Moreover, in many instances where no specific authority is granted by statute the courts have inferred that stockholders may bring suit. See, e.g., Abrahamson v. Fleschner, 568 F.2d 862 at 873 (2d Cir. Feb. 25, 1977) and cases cited therein. It would surely be anomalous to hold that the statutorily disinterested directors could determine not to pursue litigation against their co-directors for liability which may amount to many millions of dollars, and foreclose the stockholders from continuing such litigation, while at the same time stockholders by statute are empowered to recover excess fees paid the adviser and underwriter.
In the ordinary routine of running an investment trust, the disinterested directors must constantly deal with interested directors in a spirit of accommodation. Indeed, they are compelled for the most part to rely on the information and expert advice provided by the adviser and the majority directors. The continued service of the statutorily disinterested directors, for which in this case they were paid from $11,000 to $13,000 per annum, depends almost entirely on the establishments of satisfactory working arrangements between them and the majority responsible for their selection. It is asking too much of human nature to expect that the disinterested directors will view with the necessarily objectivity the actions of their colleagues in a situation where an adverse decision would be likely to result in considerable expense and liability for the individuals concerned. Correspondingly, it cannot be expected that the public or the Fund's stockholders would believe that these five statutorily disinterested directors could act with that impartiality and objective which the public interest requires. It follows that disinterested directors of an investment company do not have the power to foreclose the continuation of nonfrivolous litigation brought by shareholders against majority directors for breach of their fiduciary duties. Of course here we do not reach the question of whether a court should defer to the decision of statutorily disinterested directors of an investment company to terminate a shareholder derivative suit which the court finds to be frivolous.

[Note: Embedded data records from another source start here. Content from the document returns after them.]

PR #2007, opened 2021-06-28
[Config UI] Don't save mappings for query sources

pedroslopez:
Query sources don't need a mapping, but config ui was writing an empty mapping to file, which caused issues when validating the config:

```json
{
  "class": "Source",
  "id": "query",
  "name": "Query",
  "type": "postgres-query-import",
  "appId": "postgres",
  "mapping": {},
  "options": {}
}
```

```
warning: [ config ] error with Source `Query` (query): missing parent id to find a Property 
warning: [ config ] error with Property `ltv` (ltv): source is not ready and property not unique 
```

See Comment, supra note 9, at 702.
In addition to their role as directors of the Fund, each of the five minority directors served on the boards of five other Anchor affiliated funds, and all but one of the directors sat on a sixth Anchor related board.
See Fogel v. Chestnutt, 533 F.2d 731, 750 (2d Cir. 1975); Nutt, A Study of Mutual Fund Independent Directors, 120 U.Pa.L.Rev. 179, 216 (1971).
Our conclusion makes it unnecessary to consider the findings of the district court that the disinterested directors were sufficiently independent to determine that the litigation be ended. We have no doubt that the five minority directors acted in good faith in all that they did.
Similarly, the plethora of cases cited by counsel dealing with the powers of boards of directors to terminate stockholder derivative suits and the effect of the demand requirement under Fed.R.Civ.P. 23.1 are inapposite. We base our decision on the unique nature of the investment company and its symbiotic relationship with its investment adviser; we need not reach questions of the exercise of similar power by directors of other types of corporations. Moreover, none of these cases involves the situation here, where the terminating directors owe their position as directors of the defendants in the suit.
Reversed and remanded for further proceedings.